Super technicien qui n’a pas eu la carrière qu’il méritait, il a notamment entraîné l’une des plus belles Argentine de ses dernières années, celle de 2006. Eliminée aux tirs à buts par l’Allemagne en quarts de finale, elle avait inscrit l’un des plus beaux buts de l’Histoire de la coupe du monde, pas moins :

Depuis, il est devenu un demi-dieu en Colombie, emmenant les cafeteros en coupe du monde 2 fois d’affilée avec du beau jeu et de l’efficacité. Un type intelligent, humble, la classe latino-américaine (Oscar Tabarez, le sélectionneur uruguayen est issu du même moule). Lui non plus n’a pas pu regarder la séance de tirs aux buts contre l’Angleterre… Beaucoup aimé son accolade chaleureuse avec Aliou Cissé lors du match face au Sénégal, qui montrait leur estime réciproque.
D’ailleurs

Aliou CisséSénégal

La classe africaine pour lui. Charisme de dingue sur son banc de touche, élégance naturelle qu’il soit en costard ou en survet. Triste de l’élimination prématurée de son équipe mais le Japon lui a fait honneur.

Fernando SantosPortugal

Je visualise trop le Berlingo commercial, blanc, avec sur le côté un petit logo pourri et une inscription: « Santos & fils, plaquiste ». Pardon pour le sempiternel cliché sur les Portugais et le bâtiment mais vraiment, je l’imagine trop se tuer à construire des maisons pour les autres alors que lui met 30 ans à finir la sienne pendant ses quelques rares vacances au pays.

Oscar RamirezCosta Rica

Et on continue allègrement avec les clichés, avec un sélectionneur qui lançait immédiatement ceci dans ma tête à chaque fois que je le voyais:

Oh et puis tant qu’on y est…

Stanislav TchertchessovRussie

A la fois bonhomme et flippant, je le vois davantage dealer des saucisses au marché noir dans l’arrière-salle de son restaurant de Novossibirsk qu’entraîner une équipe nationale de haut niveau mais bon…

Julen LopeteguiEspagne

Il est trop facile de mettre l’élimination prématurée de l’Espagne sur le dos de son renvoi surprise à 2 jours du début de la compétition mais… Mais on ne peut pas l’ignorer non plus, surtout vue la manière: sans lui, la Roja ressemblait à sa pire version, celle de 2014 et de 2016, molle, suffisante, horizontale, stérile.

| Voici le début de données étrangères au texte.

PR #3926, opened 2023-03-08
only set the execType to RERAN, if the changeset was actually executed

AlexGruebel:
## Impact

- [x] Bug fix (non-breaking change which fixes expected existing functionality)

Lopetegui avait su rendre le tiki-taka à nouveau agressif, vertical, enthousiasmant. Il a désormais une position très délicate (déjà qu’entraîner le Real c’est pas évident en soi…) et on peut imaginer beaucoup de réceptions hostiles dans beaucoup de stades espagnols lors du prochain championnat: pour le grand public, il est celui qui en compagnie de Florentino Perez (et de Luis Rubiales, le président de la Fédération, qui a agi avec inexpérience et impulsivité) a contribuer à mener l’un des favoris au titre au fiasco.

Gareth SouthgateAngleterre

Sans difficulté car sans réelle concurrence, le plus élégant sur un simple plan vestimentaire. Forte hausse des ventes et commandes de vestons en Albion ces derniers jours…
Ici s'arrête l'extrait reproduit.